What will you learn?
In this tutorial, you will master the art of monitoring download progress using cURL in Python. You’ll delve into threading, subprocesses, and real-time output processing to keep users informed about the status of their downloads.
Introduction to Problem and Solution
Imagine downloading a large file using cURL in Python and wanting to display the progress every 10%. This guide tackles this challenge by implementing a solution that tracks and reports download progress at regular intervals. By incorporating threading and subprocesses, we ensure a seamless user experience while keeping them updated on the ongoing download process.
Diving Into the Problem and Solution
To address this challenge effectively, we utilize Python’s subprocess module to interact with cURL and monitor its output. Here’s how we approach the problem:
- Subprocess Module: We leverage subprocess to execute cURL commands within our Python script.
- Real-time Output Parsing: By parsing cURL’s stderr stream in real-time, we extract information about the download progress.
- Threading Implementation: Threading is used to run our monitoring logic concurrently without blocking other operations.
By combining these elements, we not only achieve progress tracking but also ensure that our application remains responsive throughout the download process.
Code
import subprocess
import threading
def monitor_progress(process):
ten_percent = None
while True:
output = process.stderr.readline()
if "Length" in output.decode('utf-8'):
total_size = int(output.decode().split()[1])
ten_percent = total_size / 10
if "%" in output.decode('utf-8'):
downloaded_bytes = int(output.decode().split()[0])
percentage_completed = (downloaded_bytes / total_size) * 100
if downloaded_bytes >= ten_percent:
print(f"Downloaded {percentage_completed}%")

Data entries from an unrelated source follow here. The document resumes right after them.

PR #1428, opened 2022-09-28
cva6.py : Disable compressed instruction when 'disable_compressed_instr=1'

AyoubJalali:
The cva6.py script use the YAML description to generate random tests, the problem here in the compressed instructions, actually these instructions are active by default, so to disable these instructions we should add an option in the YAML description (disable_compressed_instr=1), but in the **cva6.py** disable the compressed instructions when it detect the string **disable_compressed_instr** only, but what if we passed to disable_compressed_instr=0, that's means the C extension still active, so we need to modify the condition to disable compered inst only when **disable_compressed_instr=1**.


ASintzoff (approved):
LGTM

Thank you

PR #1429, opened 2022-09-28
Generated tests script: Delete clean_all target to keep the vcs_results for CC report in CI

AyoubJalali:


AyoubJalali:
Hi @JeanRochCoulon, I delete the clean_all target, because it clear the vcs_results, so for the continuous Integration (CI), I can't generate the CC report.

PR #1440, opened 2022-10-11
User mode coverage

silabs-robin:
This PR adds functional covers for umode/mmode checking.

The asserts in umode_assert already provides a lot of coverage, but these new covers are to fill in for the rest of what the vplan asks for.
In sim they help check stimuli comprehensiveness, in formal they help check overconstraints.

* Passes ci_check (except for known "debug_test" issue).
    * (I don't know when "debug_test" started failing in cv32e40s/dev but it has been like that for at least a month.)
* Formal works.


cv32e40s/tb/uvmt/uvmt_cv32e40s.flist
```diff
@@ -68,9 +68,11 @@ ${DV_UVMT_PATH}/uvmt_cv32e40s_fencei_assert.sv
...
-${DV_UVMT_PATH}/uvmt_cv32e40s_pmp_model.sv
 ${DV_UVMT_PATH}/uvmt_cv32e40s_pmprvfi_assert.sv
-${DV_UVMT_PATH}/uvmt_cv32e40s_support_logic.sv
 ${DV_UVMT_PATH}/uvmt_cv32e40s_umode_assert.sv
 ${DV_UVMT_PATH}/uvmt_cv32e40s_xsecure_assert.sv
 ${DV_UVMT_PATH}/uvmt_cv32e40s_zc_assert.sv
+
+${DV_UVMT_PATH}/uvmt_cv32e40s_pmp_model.sv
+${DV_UVMT_PATH}/uvmt_cv32e40s_umode_cov.sv
+${DV_UVMT_PATH}/uvmt_cv32e40s_support_logic.sv
```
silabs-robin, line 78: Grouped these so all `*_assert.sv` are together.

cv32e40s/tb/uvmt/uvmt_cv32e40s_dut_wrap.sv
```diff
@@ -91,30 +91,11 @@ module uvmt_cv32e40s_dut_wrap
     assign debug_if.clk      = clknrst_if.clk;
     assign debug_if.reset_n  = clknrst_if.reset_n;
 
-    // --------------------------------------------
+
```
silabs-robin, line 94: Did not intend to remove this line, it happened while cleaning up the multiple drivers issue. But the block above also don't have this line so it is inconsistent either way.

cv32e40s/tb/uvmt/uvmt_cv32e40s_dut_wrap.sv
```diff
@@ -91,30 +91,11 @@ module uvmt_cv32e40s_dut_wrap
...
-    assign obi_instr_if_i.wuser     = 'b0;
-    assign obi_instr_if_i.aid       = 'b0;
-    assign obi_instr_if_i.wdata     = 'b0;
-    assign obi_instr_if_i.reqpar    = ~obi_instr_if_i.req;
-    assign obi_instr_if_i.achk      = 'b0;
-    assign obi_instr_if_i.rchk      = 'b0;
-    assign obi_instr_if_i.rready    = 1'b1;
-    assign obi_instr_if_i.rreadypar = 1'b0;
+    assign obi_instr_if_i.we = 'd 0;
+    assign obi_instr_if_i.be = 'h F;  // Assume 32-bit full bus reads
```
silabs-robin, line 97: All of these assigns where removed because they showed as "multiple drivers" in formal, since the interface is connected to the dut and is driven from there.
`we` is not used on instr-side, and apparently `be` also needs to be specified, so these two were kept.

cv32e40s/tb/uvmt/uvmt_cv32e40s_tb.sv
```diff
@@ -52,9 +52,20 @@ module uvmt_cv32e40s_tb;
    uvma_clknrst_if              clknrst_if_iss();
    uvma_debug_if                debug_if();
    uvma_interrupt_if            interrupt_if();
-   uvma_obi_memory_if           obi_instr_if_i(
-     .clk(clknrst_if.clk),
-     .reset_n(clknrst_if.reset_n)
+   uvma_obi_memory_if #(
+    /* TODO:silabs-robin  Correct widths sat via named definitions, everywhere!!! Important!
```
silabs-robin, line 56: The default parameters leads to **significant** overconstraints in formal. The commented-out code does fix the overconstraint problem, but it conflicts with the simulation environment and that one is pretty in-grown and rooted.

cv32e40s/tb/uvmt/uvmt_cv32e40s_tb.sv
```diff
@@ -402,7 +413,7 @@ module uvmt_cv32e40s_tb;
       .RUSER_WIDTH(0),
       .ID_WIDTH(0),
       .ACHK_WIDTH(0),
-      .RCHK_WIDTH(0),
+      .RCHK_WIDTH(0),  // TODO:silabs-robin  These (and similars) must be specified
```
silabs-robin, line 416: This is about the same issue as the obi-if-default-parameters-overconstraints problem above.

cv32e40s/tb/uvmt/uvmt_cv32e40s_tb.sv
```diff
@@ -479,12 +491,47 @@ module uvmt_cv32e40s_tb;
       .rvfi_csr_mstatus_wmask    (rvfi_i.rvfi_csr_mstatus_wmask),
       .rvfi_csr_mstateen0_rdata  (rvfi_i.rvfi_csr_mstateen0_rdata),
 
-      .impu_valid (core_i.if_stage_i.mpu_i.core_trans_valid_i),
-      .impu_addr  (core_i.if_stage_i.mpu_i.core_trans_i.addr),
+      .mpu_iside_valid (core_i.if_stage_i.mpu_i.core_trans_valid_i),
+      .mpu_iside_addr  (core_i.if_stage_i.mpu_i.core_trans_i.addr),
```
silabs-robin, line 495: Cleared up a mystical naming, `impu`.

cv32e40s/tb/uvmt/uvmt_cv32e40s_tb.sv
```diff
@@ -479,12 +491,47 @@ module uvmt_cv32e40s_tb;
...
+
+      .obi_iside_prot (core_i.instr_prot_o),
+      .obi_dside_prot (core_i.data_prot_o),
```
silabs-robin, line 498: Minor additions to umode_assert while developing umode_cov.

cv32e40s/tb/uvmt/uvmt_cv32e40s_tb.sv
```diff
@@ -792,18 +839,18 @@ module uvmt_cv32e40s_tb;
...
-     uvm_config_db#(virtual uvma_fencei_if              )::set(.cntxt(null), .inst_name("*.env.fencei"),     .field_name("vif"), .value(fencei_if_i));
-     uvm_config_db#(virtual uvma_rvfi_instr_if          )::set(.cntxt(null), .inst_name("*.env.rvfi_agent"), .field_name("instr_vif0"),.value(dut_wrap.cv32e40s_wrapper_i.rvfi_instr_if_0_i));
-     uvm_config_db#(virtual uvma_fencei_if              )::set(.cntxt(null), .inst_name("*.env.fencei_agent"), .field_name("fencei_vif"),     .value(fencei_if_i)  );
-     uvm_config_db#(virtual uvmt_cv32e40s_vp_status_if  )::set(.cntxt(null), .inst_name("*"),                .field_name("vp_status_vif"),    .value(vp_status_if) );
-     uvm_config_db#(virtual uvma_interrupt_if           )::set(.cntxt(null), .inst_name("*.env"),            .field_name("intr_vif"),         .value(interrupt_if) );
-     uvm_config_db#(virtual uvma_debug_if               )::set(.cntxt(null), .inst_name("*.env"),            .field_name("debug_vif"),        .value(debug_if)     );
+     uvm_config_db#(virtual uvma_isacov_if             )::set( .cntxt(null), .inst_name("*.env.isacov_agent"),           .field_name("vif"),           .value(isacov_if)      );
```
silabs-robin, line 842: Just aligned these because it was really headache-inducing to try to read them without that. Was part of an attempt to clean up the obi if widths problem.

cv32e40s/tb/uvmt/uvmt_cv32e40s_umode_assert.sv
```diff
@@ -326,7 +329,6 @@ module  uvmt_cv32e40s_umode_assert
 
   a_trap_mpp_exception: assert property (
     p_trap_mpp_exception
-    // TODO:silabs-robin  Cov cross U/X and Exc/Int
```
silabs-robin, line 329: These "Cov" TODOs where implemented in the functional coverage.

cv32e40s/tb/uvmt/uvmt_cv32e40s_umode_assert.sv
```diff
@@ -876,6 +876,14 @@ module  uvmt_cv32e40s_umode_assert
...
 */
 
+  a_prot_iside_legal: assert property (
+    obi_iside_prot  inside  {3'b 000, 3'b 110}
+  ) else `uvm_error(info_tag, "the prot on fetch must be legal");
+
+  a_prot_dside_legal: assert property (
+    obi_dside_prot  inside  {3'b 001, 3'b 111}
+  ) else `uvm_error(info_tag, "the prot on loadstore must be legal");
+
```
silabs-robin, line 886: Minor additions to umode_assert while developing umode_cov.

cv32e40s/tb/uvmt/uvmt_cv32e40s_umode_cov.sv
```diff
@@ -0,0 +1,425 @@
...
+// limitations under the License.
+
+
+`default_nettype none
+
+
+module  uvmt_cv32e40s_umode_cov
+  import cv32e40s_rvfi_pkg::*;
+(
+  input wire  clk_i,
```
silabs-hfegran, line 26: I am really not fond of "wire" apart from the cases where it is strictly necessary. It also deviates from how most of the other code in core-v-verif is written.

silabs-robin: For the port list there is a different reason than for the helper signals below.
`default_nettype none` is added because there have been several cases in the past where implicit signal creation has caused problems and made problems harder to debug.
And without default nettype, then the portlist needs to have the nettype specified ("logic" is not a net type).

For the helper signals below, I can change it if there are more votes in favor of changing it, so that it changes like this:
```
// From this:
wire a = x;
wire b = y;
wire c = z;

// To this:
logic a;
assign a = x;
logic b;
assign b = y;
logic c;
assign c = z;
```

silabs-robin: I really like the lines in https://github.com/openhwgroup/core-v-verif/blob/29f167b4d745d1a0f98425479333cfe70be7e9e3/cv32e40s/tb/uvmt/uvmt_cv32e40s_umode_cov.sv#L91
Because 1) each declaration reads like a title/header 2) there is no duplication of code, 3) it is impossible to accidentally use a nonblocking/clocked assignment on these signals (even if that would be unlikely to happen).

MikeOpenHWGroup:
Oh boy a coding style discussion!  :rofl:  FWIW, I too do not like `wire`.  Having said that, our [verification coding style guidelines](https://github.com/openhwgroup/core-v-verif/blob/master/docs/CodingStyleGuidelines.md) are silent on the topic and the [lowRISC RTL coding style guidelines](https://github.com/lowRISC/style-guides/blob/master/VerilogCodingStyle.md#use-logic-for-synthesis) only say that `logic` is preferred over `wire`.  Having said that, they also provide an example of when wire is preferable of logic:
```
It is permissible to use wire as a short-hand to both declare a net and perform continuous assignment.
Take care not to confuse continuous assignment with initialization. For example:

wire  [7:0] sum = a + b;  // Continuous assignment
logic [7:0] sum = a + b;  // Initialization (not synthesizable)
```
Of course, we are not constrained by synthesis, but it seems that between the verification and design coding guidelines, there is a slight tilt in Robin's favour.

silabs-hfegran:
Coding style discussions are always fun 🤣 

why shorthand continuous assignment can be a bad idea, consider the following: 
> continuous assignments: 
wire [7:0] sum = a + b;
wire logic [7:0] sum = a + b;

> Initializations: 
logic [7:0]  sum = a + b;
reg [7:0] sum = a + b;
var reg [7:0]  sum= a + b;
var logic [7:0] sum = a + b;

which ones of the above should be used? In my opinion, far too much room for varying styles of code.

vs: 
> initialization
logic [7:0] sum = a + b;

> assignment:
logic [7:0] sum;
assign sum = a + b;


The above relation easily gets confusing for many that are not used to the old pre-systemverilog data-types. Furthermore, with the "new" logic data type, syntax is identical to C. Without this discussion in mind, I could easily read these statements as an initialization and not a continuous assign. ```assign statement a = b``` is unambiguous in that respect. 
One thing that puzzles me in this discussion is the aversion to having an extra line of code with an assign, when the removal of default nettype mandates adding nettypes to all signals, which is not the norm in the rest of the codebase, nor in the RTL repos. 

My two cent: SystemVerilog `logic` was introduced for a reason

MikeOpenHWGroup:
@silabs-hfegran makes a good point.   One of the complaints I have heard regarding coding style guidelines is that they inevitably create work for _someone_.  So it is in this case:
- @silabs-hfegran can you issue a pull-request to the coding style guidelines to add this rule?
- @silabs-robin can you update this pull request to use continuous assignments into a `logic` variable?

silabs-robin:
I am back. Wires are now `logic` with assign. (There are still `wire`s in the port list, in order to reap the benefits of default_nettype none.)

silabs-hfegran (approved):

ten_percent += total_size / 10
if not output and process.poll() is not None:
break
if __name__ == "__main__":
cmd = "curl -# [YOUR_DOWNLOAD_URL_HERE]"
process = subprocess.Popen(cmd, stderr=subprocess.PIPE, shell=True)
thread = threading.Thread(target=monitor_progress, args=(process,))
thread.start()
# Copyright PHD
Explanation
The code snippet above demonstrates how we monitor download progress by interacting with cURL through Python’s subprocess module. Here’s a breakdown of how it works:
- The monitor_progress function reads cURL’s stderr stream to extract information about the download progress.

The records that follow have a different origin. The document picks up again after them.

PR #1845, opened 2023-04-27
Corrections and PULP instruction generation updated

XavierAubert:
Typo and code correction here and there. 

Added basic SIMD/MAC streams and improved base pulp instruction generation to be more flexible.


MikeOpenHWGroup (approved):
LGTM.  Passes local CI under both xrun and vsim (sans ImperasDV).

PR #1849, opened 2023-04-28
Updates to asserts for formal regression

silabs-mateilga:
Some fixes triggered by cleaning up formal regression:

- Updates to debug_asserts to start using common support logic for exception triggers
- Fixed csr helper functions in rvfi_instr_if to match spec definition, added csr_write_intended, which gives a intended value for the update of a csr
- cleaned up and expanded scope for a_rlblifts_lockedexec in pmprvfi_asserts


lib/uvm_agents/uvma_rvfi/uvma_rvfi_instr_if.sv
```diff
@@ -365,39 +367,56 @@ function automatic logic is_csr_instr(logic [11:0] csr_addr = 0);
...
+    return is_csr_instr(csr_addr);
+  end
+endfunction
+
+// returns intended write data for any CSR write instruction,
+// without regard for what the legal values are in the CSR
+// input current value of the csr, and the csr address
+// NOTE: that this will work for CSRRW with unspecified csr address,
+// but CSRRS/CSRRC will give incorrect return values
+function automatic logic [DEFAULT_XLEN-1:0] csr_write_intended( logic [DEFAULT_XLEN-1:0] csr_rdata,
```
silabs-robin, line 402: Can we call it `csr_wdata_intended`?

Because I was just reading the assert that uses this function and even if I know what the function does, my brain reads "csr_write_intended" as "this csr instructions intends to write" and not "this is the _data_ that the instruction tries to write.

And because it is consistent with `rvfi_csr_<csrname>_wdata`.

lib/uvm_agents/uvma_rvfi/uvma_rvfi_instr_if.sv
```diff
@@ -365,39 +367,56 @@ function automatic logic is_csr_instr(logic [11:0] csr_addr = 0);
   end
```
silabs-robin, line 367: Btw, I think the `32'h0 |` above might be unnecessary.

silabs-robin (approved):
Approving based on:
1. Debug asserts switched to no longer duplicate the support logic, nice.
2. Pmprvfi change seems to be both correct and an improvement.
3. Tb just connects signals for the pmprvfi updates.
4. The instr if logic seems correct to me as well.

lib/uvm_agents/uvma_rvfi/uvma_rvfi_instr_if.sv
silabs-mateilga: Probably, yes. Might fix later.

lib/uvm_agents/uvma_rvfi/uvma_rvfi_instr_if.sv
```diff
@@ -365,39 +367,56 @@ function automatic logic is_csr_instr(logic [11:0] csr_addr = 0);
...
+    return is_csr_instr(csr_addr);
+  end
+endfunction
+
+// returns intended write data for any CSR write instruction,
+// without regard for what the legal values are in the CSR
+// input current value of the csr, and the csr address
+// NOTE: that this will work for CSRRW with unspecified csr address,
+// but CSRRS/CSRRC will give incorrect return values
+function automatic logic [DEFAULT_XLEN-1:0] csr_intended_wdata( logic [DEFAULT_XLEN-1:0] csr_rdata,
```
silabs-krdosvik, line 402: Just to make sure I follow: In other assertion files is_csr_write should be changed to csr_intended_wdata, because csr_intended_wdata is now what used to be is_csr_write, or?

lib/uvm_agents/uvma_rvfi/uvma_rvfi_instr_if.sv
```diff
@@ -365,39 +367,56 @@ function automatic logic is_csr_instr(logic [11:0] csr_addr = 0);
...
-// NOTE!  This instruction differs from the strict definition of "reading a CSR"
-//        in the RISCV-spec, as it returns true only if the read value is actually
-//        stored somewhere. If you need the spec definition, please use the
-//        rvfi_csr_if-signals directly.
+// This function follows the spec definition of a csr read
 function automatic logic is_csr_read(logic [11:0] csr_addr = 0);
-  if (rvfi_rd1_addr != 0) begin
-    return is_csr_instr(csr_addr);
-  end else begin // rd is X0, not a read instruction
+  if (  (rvfi_rd1_addr == 0) &&
```
silabs-krdosvik, line 372: When making this change, you should also make sure that the assertions files that used the old version of the is_csr_rdata either dont fail, or make an alternative to what was there before and exchange the assertions to use that signal instead. (Unless I have misunderstood of course.)

lib/uvm_agents/uvma_rvfi/uvma_rvfi_instr_if.sv
```diff
@@ -365,39 +367,56 @@ function automatic logic is_csr_instr(logic [11:0] csr_addr = 0);
...
 function automatic logic is_csr_write(logic [11:0] csr_addr = 0);
-  if (csr_addr == 0) begin //not specified
-    return  ( (rvfi_rs1_addr != 0) && match_instr_isb(INSTR_OPCODE_CSRRW))  ||
-            ( (rvfi_rs1_addr != 0) && match_instr_isb(INSTR_OPCODE_CSRRS))  ||
-            ( (rvfi_rs1_addr != 0) && match_instr_isb(INSTR_OPCODE_CSRRC))  ||
-            match_instr_isb(INSTR_OPCODE_CSRRWI) ||
-            //TODO:MT add set and clear with immediate nonzero
-            match_instr_isb(INSTR_OPCODE_CSRRSI) ||
-            match_instr_isb(INSTR_OPCODE_CSRRCI);
+  if (  ( (rvfi_rs1_addr == 0) &&
```
silabs-krdosvik, line 383: Same comment as for is_csr_read

lib/uvm_agents/uvma_rvfi/uvma_rvfi_instr_if.sv
silabs-robin: Excellent point.

silabs-krdosvik:
Apart from my previous comments it looks good :-)

lib/uvm_agents/uvma_rvfi/uvma_rvfi_instr_if.sv
silabs-mateilga: This has been checked, found no problems.

silabs-hfegran (approved):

- It calculates the percentage of completion at each 10% interval and prints updates accordingly.
- Threading ensures that our monitoring logic runs concurrently without affecting the main program flow.
How does threading improve performance? Threading enables parallel execution without blocking the main application flow, enhancing responsiveness during resource-intensive tasks like downloads.
Can I use this method with other CLI tools? Yes! While tailored for cURL, similar approaches can be applied to any CLI tool that provides outputs for progress tracking.
Is there a way to customize what gets printed at each milestone? Absolutely! You can modify the print statement inside monitor_progress based on your preferences for displaying download milestones.
What happens if my internet connection drops during download? cURL handles network interruptions based on its settings; our script focuses on monitoring output rather than managing network issues.
Will this work with both HTTP and FTP downloads? Yes! cURL supports various protocols including HTTP(S) and FTP(S), making this approach versatile for different types of downloads supported by cURL.
What should I do if no progress updates appear? Ensure that your URL is correct and accessible; errors preventing downloads will result in no progress updates being reported.
How do I add support for HTTPS URLs requiring authentication? Include -u user:password in your curl command within the script while securely handling credentials.
Can I integrate this into GUI applications coded in Python? Certainly! Threading allows non-blocking operation suitable for GUIs; consider utilizing appropriate UI update mechanisms depending on your chosen GUI framework.
Is there error handling included in case something goes wrong during execution? While basic error handling is absent here, integrating try-except blocks around critical sections enhances robustness when scaling up this code.
By combining subprocesses with threading, we’ve not only solved our initial challenge but also laid a foundation for more advanced interactions between Python scripts and external processes or tools. This skill set extends beyond individual tasks into broader applications development scenarios.